Saved entries:
PR #4538, opened 2025-09-09
Optionally disable api root path or hide sensitive info

### LINKED ISSUE #4073: [Feature] Authenticate the root path
### Description of Feature

The [root path of the backend](https://github.com/growthbook/growthbook/blob/main/packages/back-end/src/app.ts#L183) exposes important information that should not be available to anyone. This path should also be authenticated as other internal paths. 

Is there any reason for the root path not to be authenticated? It exposes api_host, app_origin, and build information that can be used by malicious actors. 

Image

Kevin-Chant:
### Features and Changes

Adds four optional environment variables for self-hosted instances to fully disable or partially omit the information exposed on the `/` root path of the api.

- Closes #4073 

### Testing

Add the following variables to your `packages/back-end/.env.local` and toggle them on individually to observe their effects
```
DISABLE_API_ROOT_PATH=false
API_ROOT_HIDE_API_HOST=false
API_ROOT_HIDE_APP_ORIGIN=false
API_ROOT_HIDE_BUILD_INFO=false
```

#### Without anything disabled

image

#### Fully disabled

image

#### Enabled but hiding all optional fields

image

### DIFF
--- a/packages/back-end/src/app.ts
+++ b/packages/back-end/src/app.ts
@@ -13,8 +13,12 @@ import decisionCriteriaRouter from "back-end/src/enterprise/routers/decision-cri
 import { usingFileConfig } from "./init/config";
 import { AuthRequest } from "./types/AuthRequest";
 import {
+  API_ROOT_HIDE_API_HOST,
+  API_ROOT_HIDE_APP_ORIGIN,
+  API_ROOT_HIDE_BUILD_INFO,
   APP_ORIGIN,
   CORS_ORIGIN_REGEX,
+  DISABLE_API_ROOT_PATH,
   ENVIRONMENT,
   EXPRESS_TRUST_PROXY_OPTS,
   IS_CLOUD,
@@ -197,19 +201,33 @@ app.get("/robots.txt", (_req, res) => {
 
 app.use(compression());
 
-app.get("/", (req, res) => {
-  res.json({
-    name: "GrowthBook API",
-    production: ENVIRONMENT === "production",
-    api_host:
-      process.env.API_HOST ||
-      req.protocol + "://" + req.hostname + ":" + app.get("port"),
-    app_origin: APP_ORIGIN,
-    config_source: usingFileConfig() ? "file" : "db",
-    email_enabled: isEmailEnabled(),
-    build: getBuild(),
+if (!DISABLE_API_ROOT_PATH) {
+  app.get("/", (req, res) => {
+    res.json({
+      name: "GrowthBook API",
+      production: ENVIRONMENT === "production",
+      ...(API_ROOT_HIDE_API_HOST
+        ? {}
+        : {
+            api_host:
+              process.env.API_HOST ||
+              req.protocol + "://" + req.hostname + ":" + app.get("port"),
+          }),
+      ...(API_ROOT_HIDE_APP_ORIGIN
+        ? {}
+        : {
+            app_origin: APP_ORIGIN,
+          }),
+      config_source: usingFileConfig() ? "file" : "db",
+      email_enabled: isEmailEnabled(),
+      ...(API_ROOT_HIDE_BUILD_INFO
+        ? {}
+        : {
+            build: getBuild(),
+          }),
+    });
   });
-});
+}
 
 app.use(httpLogger);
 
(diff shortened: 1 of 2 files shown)


docs/docs/self-host/env.mdx
```diff
@@ -209,3 +209,7 @@ Logs collection is supported but disabled by default. You can set the `GROWTHBOO
...
 - **ROBOTS_TXT_PATH** - Define an absolute path to a robots.txt file that will be served on the `/robots.txt` path of your backend domain. If this env var is not defined, the app will look for a robots.txt file in the parent folder of the built `server.js` (which should be the `packages/back-end` directory in the default configuration)
+- **DISABLE_API_ROOT_PATH** - We include a default path in the API server to expose certain settings. Set to "true" to disable.
+- **API_ROOT_HIDE_API_HOST** - The value for the API_HOST variable is included in the payload from the default path. Set to "true" to omit.
+- **API_ROOT_HIDE_APP_ORIGIN** - The value for the APP_ORIGIN variable is included in the payload from the default path. Set to "true" to omit.
+- **API_ROOT_HIDE_BUILD_INFO** - Details about the build in-use are included in the payload from the default path. Set to "true" to omit.
```
jdorn: I don't know if I agree with the suggestion to add the fine-grained controls instead of just a single DISABLE flag.  I definitely don't like them all in the docs since it's so niche and could distract from more important options.  Even if we make them undocumented, there's a tiny maintenance cost to having them in the code, but not a big deal.

Kevin-Chant: Makes sense and I think I agree. I'll go ahead and remove them in favor of the single disable

packages/back-end/src/app.ts
```diff
@@ -197,19 +201,33 @@ app.get("/robots.txt", (_req, res) => {
...
-    name: "GrowthBook API",
-    production: ENVIRONMENT === "production",
-    api_host:
-      process.env.API_HOST ||
-      req.protocol + "://" + req.hostname + ":" + app.get("port"),
-    app_origin: APP_ORIGIN,
-    config_source: usingFileConfig() ? "file" : "db",
-    email_enabled: isEmailEnabled(),
-    build: getBuild(),
+if (!DISABLE_API_ROOT_PATH) {
```
jdorn: Instead of removing the route entirely, I think it's better to keep it and just return a hard-coded response.  Otherwise, the request flows through and ends up being caught by one of the middlewares.  Right now, that throws a 401 error, which is ok, but if we change that middlware in the future, it could end up throwing a 404 instead.  Just better to have that logic of what to return live within the route itself.

packages/back-end/src/util/secrets.ts
```diff
@@ -279,6 +279,11 @@ export const CLICKHOUSE_MAIN_TABLE = process.env.CLICKHOUSE_MAIN_TABLE || "";
 export const CLICKHOUSE_DEV_PREFIX =
   process.env.CLICKHOUSE_DEV_PREFIX || "test_";
 
+// Note: the Visual Editor relies on the information in this path, so disabling it will prevent some features from working correctly.
```
tzjames, line 282: This comment seems more important to include as part of the docs than as a comment.

docs/docs/self-host/env.mdx
```diff
@@ -209,3 +209,4 @@ Logs collection is supported but disabled by default. You can set the `GROWTHBOO
 - **CDN_HOST** - When set, this will update the implementation instructions within GrowthBook to override the `API_HOST` in cases where a CDN is used.
 - **EXPRESS_TRUST_PROXY_OPTS** - Express' [trust proxy](https://expressjs.com/en/5x/api.html#trust.proxy.options.table) setting value. Supports boolean (true/false), string values, and integer values for trusting the _n_<sup>th</sup> hop from the front-facing proxy server as the client. Leavy empty or specify `false` to use Express' default behavior. If you are running GrowthBook behind a proxy or load balancer, this is required to track the correct user IP for audit log events.
 - **ROBOTS_TXT_PATH** - Define an absolute path to a robots.txt file that will be served on the `/robots.txt` path of your backend domain. If this env var is not defined, the app will look for a robots.txt file in the parent folder of the built `server.js` (which should be the `packages/back-end` directory in the default configuration)
+- **DISABLE_API_ROOT_PATH** - We include a default path in the API server to expose certain settings. Set to "true" to disable.
```
tzjames:
```suggestion
- **DISABLE_API_ROOT_PATH** - We include a default path in the API server to expose certain settings. Set to "true" to withhold that information. The Visual Editor however relies on the information in this path, so disabling it will prevent some of its features from working correctly.
```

▶ **Exercise instructions**
Lines that include the word "const" are to be extracted from the data above.

▶ **Exercise solution**
@@ -279,6 +279,11 @@ export const CLICKHOUSE_MAIN_TABLE = process.env.CLICKHOUSE_MAIN_TABLE || "";
 export const CLICKHOUSE_DEV_PREFIX =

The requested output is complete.